### PROBLEM TO WORK ON:
Look through the records below for the line holding "This fix is". Write it out exactly, with each following line through the line holding "actually check out".

Items listed in a dataset:
PR #5223, opened 2017-10-12
[BUGFIX] Cleanup dependencies.

rwjblue:
The first commit removes some test only dependencies, and the second does some general cleanup/updating of the packages deps.


rwjblue:
The failure in Travis was the one being fixed in #5224

rwjblue:
Rebased on top of #5224.

Turbo87:
@rwjblue looks like CI is still falling with a broccoli error 🤔

since both commits target different branches should we split the PR up?

rwjblue:
Ya, good point (will help us land this quicker). I pared this one down to just the test dependency changes.

PR #5225, opened 2017-10-12
Remove blueprints for Mocha < 0.12.

rwjblue:
ember-cli-mocha@0.12.0 was released quite some time ago (on 2016-11-23), and by all accounts has been well adopted. Supporting both mocha test blueprints indefinitely is untenable, and now seems like as good a time as any to drop the blueprints for the older syntax.

Note: this does *not* remove support for anything, it merely makes it slightly less convienient to create new test files for adapter/model/serializer/transform objects when your application is using Mocha < 0.12.

/cc @turbo87


rwjblue:
Yep, that was exactly my thinking.

bmac:
Thanks @rwjblue and @Turbo87.

Issue #5211, opened 2017-10-06
A bidirectional relationship `parent.children` becomes `hasLoaded: true` when a child that references the parent is pushed to the store


lolmaus:
## Affected versions

Ember Data 2.14+. This includes current stable Ember Data 2.16.1.

## Steps to reproduce

Given two models:

```js
// parent
export default Model.extend({
  children: hasMany('child')
});
```

```js
// child
export default Model.extend({
  parent: belongsTo('parent')
});
```

Push two records into the store:

```js
    const parent = store.push({
      data: {
        id: '1',
        type: 'parent',
        
        relationships: {
          children: {
            links: {
              "self": "https://example.com/parents/1/relationships/children",
              "related": "https://example.com/parents/1/children"
            }
          }
        }
      }
    })

    const child = store.push({
      data: {
        id: '1',
        type: 'child',
        relationships: {
          parent: {
            data: {
              id: '1',
              type: 'parent'
            }
          }
        }
      }
    })
```

## Expected behavior (Ember Data 2.13 and below work correctly)

The `parent.children` relationship is not considered loaded:

```js
parent.hasMany('children').hasManyRelationship.hasLoaded // => false
```

When you do `parent.get('children')`, a network request is made.

## Actual behavior (Ember Data 2.14 and above)

The `parent.children` relationship is considered loaded:

```js
parent.hasMany('children').hasManyRelationship.hasLoaded // => true
```

When you do `parent.get('children')`, a network request is *not* made, which breaks our app in many ways.

## Reproduction

https://ember-twiddle.com/3331c5dfc361920818fa3325842f5b3e?openFiles=controllers.application.js%2C (see console output, then try switching to `2.12.0` in `twiddle.json`)

## Credit

This bug has been discovered by @vvainio.

lolmaus:
This happens not only after a push. You can `findRecord` or `query` for a child, and if it references a parent, the parent will start thinking that it has only one child.

lolmaus:
This one seems to be either related or duplicate: #5209.

vvainio:
Here's another Twiddle demonstrating this issue. In our use-case, we are fetching some data in the route's model hook, and then side loading the rest. This pattern has worked at least up until `2.12.2`.

https://ember-twiddle.com/45d37cc9b2525b32f3cd6dbda1c96ecf?fileTreeShown=false&numColumns=2&openFiles=routes.application.js%2Ctemplates.application.hbs

BryanCrotaz:
[...]

Issue #5209, opened 2017-10-05
Links related relationship on modelA nulls belongsTo on modelB


DingoEatingFuzz:
### Data Model

1. modelA has a `hasMany('modelB')`
2. modelB has a `belongsTo('modelA')`
3. modelB payload looks like this: `model_a_id: 'model-a-1'`
4. modelA payload does not include the set of modelB ids. Instead, it is related through a related link: `/api/model-a/:id` returns the model and `/api/model-a/:id/model-b` returns the set of related modelB.

### Steps to reproduce

1. Find a modelB
2. Do not find the modelB's modelA
3. Find modelB's modelA independently
4. Observe that `modelB.get('modelA')` is a fulfilled promise with `null` for content

### Expected result

modelB should maintain its relationship with modelA despite modelA being loaded with unknown IDs for its hasMany modelB.

### Actual result

The relationship is null and the original ID from the payload is now lost.

### Notes

This _only_ happens in this order. If modelB's modelA is already loaded, it seems to be fine.

pangratz:
Can you update [this ember-twiddle](https://ember-twiddle.com/0e1a24aabb8fa7c1fdd8/copy?fileTreeShown=false&numColumns=2&openFiles=routes.application.js%2Ctemplates.application.hbs) so it demonstrates the issue you're having? That would help greatly track down the issue your having! Thanks!

lolmaus:
I've filed a very similar issue: #5211, it's either related or duplicated. I've provided a reproduction twiddle.

williamhector:
Here is a twiddle that I believe is the same issue as the OP:
https://ember-twiddle.com/2cf56ec2cd082d5c5a109e51993de730?openFiles=adapters.organisation.js%2C

The application route loads a given user, loads a given organisation, then loads the user's organisation (should be the same as the given org).
The organisation's users relationship (adminUsers) is never loaded, so while it might be related, I believe it's not a duplicate.

If you omit the "links" from the payload in `adapters/organisation.js`, the issue doesn't occur.
Or, if you call `user.get('organisation')` before `store.findRecord('organisation', id)` in `routes/application.js` then the issue doesn't occur.

BryanCrotaz:
I can confirm this behaviour in a real world app

BryanCrotaz:
I'm working on a PR

BryanCrotaz:
I have a failing test based on @williamhector 's twiddle...

BryanCrotaz:
[...]

PR #5230, opened 2017-10-15
[BUGFIX] enable lazy-relationship payloads to work with polymorphic relationships

### LINKED ISSUE #5037: store.push can leave belongsTo content as null
push a jsonapi blob with:

```
... relationships: {
  parent:
    data: {
      id: something,
      type: my-type
    }
}
```

obj.get('parent') === null

### LINKED ISSUE #5055: pushing polymorphic records to store only keeps last subtype from hasMany inverse
This is alittle bit hard to explain but the twiddle shows it.

If you have a model A that hasMany of a polymorphic type B 
( and lets say we have subtypes B1, B2 ). 

When you push polymorphic record B1 that is associated to A, 
then this first record B1 is correctly added to the A's hasMany list. 
If you push another B1 type record then that is added correctly. 
As soon as you switch B types to, let's say B2, then B2 is added but the previous B1's are removed, 
 and now the hasMany will only accept B2 subtypes.

This twiddle shows the issue:

https://ember-twiddle.com/df81a058c787d97db31366f939a01591?openFiles=routes.application.js%2C

 So, as long as you push the same polymorphic type, everything works fine.
 If you push a different polymorphic record than the first, it clears the previous subtypes in the hasMany array and adds new one, and will now ONLY allow this new type in the array.
 If you use createRecord everything works fine.
 
Looks like the reason createRecord works is because it takes a different path for adding it's data and relationships than push does. Push is not initializing the relationship right away ( waits for you to  do a call like B1.get(A-relationship). 
That means that if you say A.get(B-relationship) will always be not quite ready ( with push ). Seems like there is over optimization going on because the behaviour should be same for create or push ... I reckon.

runspired:
*Once reviewed/approved, this should be backported to 2.14, 2.15, and 2.16 beta.*

Resolves #5037 #5055 #5208 #5209 #5211 #5267 #5268 

**Problem**

Ember Data 2.14 introduced lazy-relationship parsing; however, this parsing used left-side/right-side keying that was incompatible with polymorphic relationships.  This resulted in payloads for newly encountered polymorphic types causing all previous payloads to be dereferenced.

In addition, a number of bugs were discovered where we were incorrectly setting up `RelationshipPayloads` as if there was an inverse when there was none, or where the inverse resolved to the key `:`.  This PR fixes that from the perspective of RelationshipPayloads but part of the problem was a bug in our calculation of `inverseFor` which is resolved with https://github.com/emberjs/data/pull/5261

**Solution**

This PR resolves these issues with three primary changes:

1) `relationship-info` is now [calculated and stored separately](https://github.com/emberjs/data/pull/5230/files#diff-1c53e096d92ba3a647478f3f51185a01R182) from the `RelationshipPayloads` objects.  This not only should be a performance win for us by enabling us to avoid calculating out the info in several scenarios where we would have needed to repeatedly redo the work before, but helps to resolve lookup for scenarios where there is no inverse or the inverse is polymorphic.  Additionally it cleans up many areas of the lazy-relationship code substantially to have this separation of concerns.

2) `RelationshipPayloads` are now always [cached on the manager by the resolved `base-model-name` instead of `model-name`](https://github.com/emberjs/data/pull/5230/files#diff-1c53e096d92ba3a647478f3f51185a01R173).  This enables us to confidently always utilize the correct `RelationshipPayloads` even when encountering a polymorphic type.

3) The payloads held for a relationship in `RelationshipPayloads` are now stored in [a two-level cache by `model-name` and `id`](https://github.com/emberjs/data/pull/5230/files?w=1#diff-ce1590fc9040b7fec82c5c59304875adR82) instead of a single-level cache of just `id`. This enables situations in which polymorphic siblings do not share a common unique-id constraint to work properly.

**Tests**

- one-side polymorphic belongsTo / hasMany
- both-sides polymorphic belongsTo / hasMany
- multi-table polymorphism (e.g. when IDs are not unique across all polymorphic types)
- reflexive polymorphic relationships
- self-referential non-reflexive polymorphic relationships


addon/-private/system/relationships/relationship-payloads.js
```diff
@@ -44,10 +44,32 @@ export default class RelationshipPayloads {
...
+
     this._lhsModelName = modelName;
     this._lhsRelationshipName = relationshipName;
     this._lhsRelationshipMeta = relationshipMeta;
 
+    this._rhsIsPolymorphic = inverseRelationshipMeta !== null &&
+      inverseRelationshipMeta.options !== undefined &&
+      inverseRelationshipMeta.options.polymorphic === true;
+
+    assert(`Both side of a relationship cannot be polymorphic`, !this._lhsIsPolymorphic || !this._rhsIsPolymorphic);
```
hjdivad: as we discussed out of band, it's fine for both sides to be polymorphic

addon/-private/system/relationships/relationship-payloads-manager.js
```diff
@@ -205,6 +209,22 @@ export default class RelationshipPayloadsManager {
     let lhsKey = `${modelName}:${relationshipName}`;
     let rhsKey = `${inverseModelName}:${inverseRelationshipName}`;
```
hjdivad: as discussed out of band, in both cases we want the key to be the model name defined by the inverse relationship, when an inverse relationship exists

addon/-private/system/relationships/relationship-payloads.js
```diff
@@ -44,10 +44,32 @@ export default class RelationshipPayloads {
   constructor(store, modelName, relationshipName, relationshipMeta, inverseModelName, inverseRelationshipName, inverseRelationshipMeta) {
```
hjdivad: maybe s/`modelName`/`baseModelName` or something here as we want this to always be the base model name

addon/-private/system/relationships/relationship-payloads.js
```diff
@@ -126,14 +159,28 @@ export default class RelationshipPayloads {
     }
   }
 
+  _isSide(potentialMatches, modelName, relationshipName) {
```
hjdivad: 👍

addon/-private/system/relationships/relationship-payloads-manager.js
hjdivad: so we should always create `RelationshipPayloads` with the base name and then add the actual model name

tests/unit/system/relationships/relationship-payload-manager-test.js
```diff
@@ -674,3 +678,72 @@ test('get can retrieve payloads with self-links in reflexive relationships', fun
   let entry = this.relationshipPayloadsManager.get('user', 1, 'friends');
   assert.deepEqual(entry, friendsPayload, 'self-link in reflexive relationship');
 });
+
+test('handles relationships where one side is polymorphic', function(assert) {
```
hjdivad: as discussed out of band, need more tests

- push subtype then push basetype
- push basetype then push subtype
- both sides poly

hjdivad:
@runspired possibly also #5208

tests/unit/system/relationships/relationship-payload-manager-test.js
danielspaniel: Any way I can keep this moving?  Is it possible for me to merge tests into this feature branch? Never tried that before

hjdivad: @danielspaniel you can open pull requests against runspired/data to branch `fix-polymporphic-payloads` and when they're merged it'll update this pr.  I've done it before and it works surprisingly well.

@danielspaniel if you have time to contribute tests for this that would be super helpful.  Thanks ^_^

danielspaniel: I have all tests ready but @runspired  added this to RelationshipPayloads constructor: 
```
assert(`Both side of a relationship cannot be polymorphic`, !this._lhsIsPolymorphic || !this._rhsIsPolymorphic);
```

That is showstopper, since previously in ember data you could do that .. so I think that assertion is perhaps guarding agains something I don't know what.  

But I removed that assertion and the test failed for both sides polymorphic, so maybe that had something to do with it .. not sure

danielspaniel: This feature ( lazy relationship loading ) is super complex and was implemented with very limited tests in the first place.  
 I am thinking it might be better to dump the feature,  rather than keep patching it.

  Was this your feature @hjdivad ?  Is there a great value to it.  If there is I am not seeing it. 
Would you be up for dumping it/ removing it?

danielspaniel: So, if a feature is not done properly and introduces very serious bugs,  are you telling me you are reluctant to back out the feature because you would lose the nice performance gains? 
 That makes no sense. 
First off, whoever wrote the feature should take responsibility and either fix it or remove it. 
I am willing to help out as much as I can, but the way it was done really looks like spaghetti to me, so I can't do much to save it. 
Secondly, if I wrote this feature, I would be embarrassed to keep it, if it broke ember-data. Does not really matter what kind of fun it offers if it is broken.  

How long should this broken feature sit in ember-data and just kill off polymorphic relationship users? 
Is it right to just wait around for some other work someone else is doing?  Who knows how long that other thing Igor is working on will be done.  Seems irrelevant to me, especially since he is not involved in this discussion much. It has only been you, me , Chris and Stephan ( saying he liked the original bug posting  )

runspired: @danielspaniel Sorry for being a bit quiet. Last week when @hjdivad and I discussed this PR OOB we discussed that assert.  Polymorphic to Polymorphic in ED has always been very buggy, and I wasn't sure it really worked at all and I thought it'd be too difficult to achieve here; however, in that conversation David and I also arrived at a solution for supporting it. So long as we always resolve to the baseModelName on both sides, the approach this PR outlines will work for both sides being polymorphic as well.  I will update the PR with that approach.

runspired: @danielspaniel can you PR the tests you've added to my branch?

danielspaniel: sure thing .. gimme a few moments

danielspaniel: I submitted PR to your branch of ED just now

runspired:
Updated to handle polymorphic-to-polymorphic relationships and with the help of @danielspaniel we now have more tests. I would like to clean up the testing a bit more but this is ready for another review pass by @hjdivad.

The only piece that concerns me is that we now MUST lookup the inverse greedily in a situation we did not need to before here: https://github.com/emberjs/data/pull/5230/files#diff-1c53e096d92ba3a647478f3f51185a01R178

I'm also sure now that we've got an implementation that covers the appropriate cases that this is due for some further refactoring and simplification.

BryanCrotaz:
Haven't looked at source in detail but have you tested with multiple levels of model extension?

E.g. A extends B extends C, with relationships introduced at each level?

runspired:
@BryanCrotaz those cases introduce no additional complexity or scenarios. A relationship must explicitly declare that it is polymorphic, and it must use the base type's type when doing so.

BryanCrotaz:
@runspired :) will try it out

danielspaniel:
This fix is still not complete enough for polymorphic relationships.  I found that  polymorphic self referential relationships  don't work  .. 2 options 

 - I can add the failing tests to this branch, @runspired can send more brainwaves at the problem  
 or 
 - we can just give up now, rip out this lazy relationships manager and save everyone who loves polymorphism   from dying an early death from alcoholism

runspired:
Another failing test please

danielspaniel:
I guess you beat me to it .. I was working on it but you added a whole ton of self-reflexive tests that were the ones that were breaking for me

danielspaniel:
actually check out my test .. it still fails  ( and I just rebased )

runspired:
I'm afk but reading those asserts I believe they assert the incorrect thing.

danielspaniel:
not sure why you think that .. but let me know when you get a chance.

runspired:
@danielspaniel ported and fixed up your test asserts, found the issue was with self-referential but non-reflexive relationships (as you setup).  Added fix.

danielspaniel:
Your getting ever so very close to fixing all this @runspired .. you are still hanging in there which is pretty awesome. 

ok .. how's about this for some philosophical ramblings. 

 lets say we have polymorphic hats and the data is like this: 

```javascript
  const bigHatData = { data: { id: 1, type: "big-hat", attributes: { type: "big-hat" }, relationships: { "user": { "data": { "type": "user", "id": "1" } } } } };
  const smallHatData = { data: { id: 1, type: "small-hat", attributes: { type: "small-hat" }, relationships: { "user": { "data": { "type": "user", "id": "1" } } } } };
```
 
 upon close inspection one sees that the two models have the same id ( 1 ) but they are different sub-types. 

 If you push the user and then these two hats .. the test to get the user hats fails ( only finds 1 .. not 2 ) 

 yours/our tests are doing this 

```javascript 
  const bigHatData = { data: { id: 1, type: "big-hat", attributes: { type: "big-hat" }, relationships: { "user": { "data": { "type": "user", "id": "1" } } } } };
  const smallHatData = { data: { id: 2, type: "small-hat", attributes: { type: "small-hat" }, relationships: { "user": { "data": { "type": "user", "id": "1" } } } } };
```
  using a different id for every subtype   and therefore they pass .. but I think that the first way should pass as well .. because it used to in the past and I think polymorphic models can have same id for different type 

 you want me to PR this failing test ?  

 or you want to give up now and get a free carton of fig newtons and whatever is behind curtain number 2

runspired:
This is a hard one because this case has actually never worked properly. It seems to work on the surface but has long plagued us as a source of bug reports.

danielspaniel:
I hear you, but I not sure what to tell the databases that are storing out the data this way .. since they going to laugh at me if I ask for different id's tomorrow

runspired:
@danielspaniel I would push some tests for this case, I will see what I can do but can't promise much atm.

runspired:
@danielspaniel just a thought, but worst case it would be pretty easy for you to rectify the ID conflicts client-side by normalizing them to `${modelName}-${id}` on the way in and then stripping the modelName while serializing on the way out.

danielspaniel:
I guess I could, but so would everyone else .. and currently without the lazy relationship thing,  if you just create stuff like that , it works .. since create bypasses the loading lazy thing-a-majigger.

runspired:
I think @igorT @stefanpenner and @hjdivad need to weigh in on our intent to support conflicting IDs on polymorphic type.

danielspaniel:
ok .. fair enough ..

danielspaniel:
just remember as you discuss the fate of the polymorphic universe that polymorphic types with same ids like 

 'big-hat' id: 1
 'small-hat' id: 1 

 Are supported in Ember Data and work fine ( I have been using polymorphic models like this for many years in ember-data and never had a problem. )  
 They work right now in ED 2.14+  but ONLY if you don't use lazy relationship thing-a-bob. 
 If you create the models with createRecord it works ( in other words )

runspired:
@danielspaniel my point was not that they don't sometimes work today, just that they don't consistently work and have been a source of many bug reports.  A very simple error case is the following:

```js
/*
  if the request returns an entry of type `hat`,
  we end up with two identity map entries and the
  next request for findRecord or a call to `peekRecord`
  will return an empty model.
*/
store.findRecord('big-hat', '1')
```

Additional bugs include any relationship that has both a `big-hat` and `small-hat` with the same ID will via most entry-points end up with only one of the two entries.

danielspaniel:
That particular example is interesting @runspired . maybe that case where they seek to find a subtype should assert an error if it returns a different subtype ( one possibility ) 

I think it is just going to be hard to drop supporting same id's in subtypes because polymorphism is either single table or multi table and multi table will have same id's. How can you tell people to change their database  tables in order to use ember data? 

Seems like the best thing would be to enforce proper usage as I was suggesting above. Though I don't know all the cases that are causing the current meltdowns. 

Maybe ember data has to change the way it does things ( holds it's data ) in the long run to avoid these kinds of bugs, but the issue will always be there since people will still be using multi table polymorphic records. 

Just dropping the support in lazy relationships and keeping it elsewhere ( createRecord ) seems like not the greatest idea, but I know full well the frustration you are facing in trying to fix up something for a feature that might change in the future.

runspired:
@danielspaniel if we agree that for now you can make the IDs not conflict fairly easily on the client-side but also that we will continue to work on a solution to make multi-table work, would that be acceptable? In addition to a general desire to have a good solution, I likely have a project coming up soon that will require work on ember-data in this area.

danielspaniel:
I can't do the client side id munging you suggested for my application, so I would vote that down. But it's also others as well who have the same problem. You would force all ember-data users to do some hack. 

 All just to save the lazy relationship thing?  Why are you trying so hard to save that feature?  I think you're not a quitter and admire you for it.  But removing that broken feature solves the problem immediately.  Then we can work on ember data for the future to shore up the polymorphic issues ( which I am both down and up for )

The lazy relationships feature just adds another point of failure to ember-data and might be better off if we sent it to a remote island to live out it's days surfing and getting drunk.

danielspaniel:
But maybe there is a compromise?  
 
If the lazy relationships could somehow be made optional than that would work as an interim solution. 
If there could be environment setting or a way to set that in an initializer ( set to run before ember-data fires its engines ) to say =>  lazy-relationships: false     I think everyone would be happy.

danielspaniel:
I am not usually one to get excited about anything except grass growing in my lawn, but thanks for starting the  WIP to get to a conclusion on being able to support multi table inheritance.  Very very exciting.  👯

danielspaniel:
This branch now completes the fixes required for it to work with polymorphic and regular models. I see no other issues and the tests have solid coverage.

danielspaniel:
Can I help in any way to resolve this issue ( sometime soon .. by end of year? )

runspired:
@danielspaniel we discussed on the weekly ember-data call today ensuring that this is properly reviewed and landed before we release the next major, and that we will attempt to backport all the way to when lazy-relationships first landed.  Effectively this means that we expect to land and release this within the next week.

danielspaniel:
super .. thanks for update

addon/-private/system/relationships/relationship-payloads-manager.js
```diff
@@ -172,7 +172,28 @@ export default class RelationshipPayloadsManager {
       return this._initializeRelationshipPayloads(modelName, relationshipName, modelClass, relationshipsByName);
     }
 
-    return this._cache[key];
+    let cache = this._cache[key];
+
+    if (cache === undefined) {
```
igorT: please add comments here as to what we are doing

addon/-private/system/relationships/relationship-payloads.js
```diff
@@ -172,14 +235,17 @@ export default class RelationshipPayloads {
       let idToPayloads;
       let inverseIdToPayloads;
       let inverseIsMany;
+
+      const payloadId = this.payloadId(modelName, id);
+
```
igorT: Can you key on the type id pair instead of just the id please

addon/-private/system/relationships/relationship-payloads.js
```diff
@@ -1,22 +1,56 @@
...
+    if (types[modelName] !== undefined) {
+      delete types[modelName][id];
+    }
+  }
+}
+
 /**
-  Manages the payloads for both sides of a single relationship, across all model
-  instances.
+ Manages the payloads for both sides of a single relationship, across all model
```
igorT: Are the whitespace changes on purpose?

BryanCrotaz:
Does this overlap with my PR #5268? It seems as though we're fixing the same problem in very different ways.

runspired:
@bryancrotaz 100% overlap

BryanCrotaz:
My solution seems simpler but then I think I must therefore be missing something...

runspired:
Check the various test cases added :P

addon/-private/system/relationships/relationship-payloads.js
```diff
@@ -79,71 +91,91 @@ export default class RelationshipPayloads {
...
-    @method
-  */
+   @method
+   */
   unload(modelName, id, relationshipName) {
     this._flushPending();
 
     if (this._isLHS(modelName, relationshipName)) {
-      delete this._lhsPayloads[id];
+      delete this.lhs_payloads.delete(modelName, id);
```
runspired: this is a mistake?

runspired: seems sketch this passes tests

addon/-private/system/relationships/relationship-payloads.js
```diff
@@ -79,71 +91,91 @@ export default class RelationshipPayloads {
...
-    @return {boolean} true iff `modelName` and `relationshipName` refer to the
-    left hand side of this relationship, as opposed to the right hand side.
+   @return {boolean} true iff `modelName` and `relationshipName` refer to the
+   left hand side of this relationship, as opposed to the right hand side.
 
-    @method
-  */
+   @method
+   */
   _isLHS(modelName, relationshipName) {
```
runspired: Can you please rewrite/add to the comments here

addon/-private/system/relationships/relationship-payloads.js
```diff
@@ -79,71 +91,91 @@ export default class RelationshipPayloads {
...
-    return modelName === this._lhsModelName && relationshipName === this._lhsRelationshipName;
+    let relInfo = this._relInfo;
+    let isSelfReferential = relInfo.isSelfReferential;
+    let isRelationship = relationshipName === relInfo.lhs_relationshipName;
+
+    if (isRelationship === true) {
+      return isSelfReferential === true || // itself
+        modelName === relInfo.lhs_baseModelName || // base or non-polymorphic
+        relInfo.lhs_modelNames.indexOf(modelName) !== -1; // polymorphic
```
runspired: please add a comment here

danielspaniel:
I guess this never made it to 2.18 .. any idea when this might get merged ?

cibernox:
I believe I'm hitting this. Is there any more work to be done?

BryanCrotaz:
Has this stalled? What’s left to do? Can we all help?

bmac:
I've back-ported this fix to `2.14.11`, `2.15.4`, `2.16.4`, `2.17.1`, `2.18.2`, and `3.0.2`.

danielspaniel:
This was a good weekend. Thanks for the merge and backports.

### OUTPUT OF THE EXERCISE:
This fix is still not complete enough for polymorphic relationships.  I found that  polymorphic self referential relationships  don't work  .. 2 options 

 - I can add the failing tests to this branch, @runspired can send more brainwaves at the problem  
 or 
 - we can just give up now, rip out this lazy relationships manager and save everyone who loves polymorphism   from dying an early death from alcoholism

runspired:
Another failing test please

danielspaniel:
I guess you beat me to it .. I was working on it but you added a whole ton of self-reflexive tests that were the ones that were breaking for me

danielspaniel:
actually check out my test .. it still fails  ( and I just rebased )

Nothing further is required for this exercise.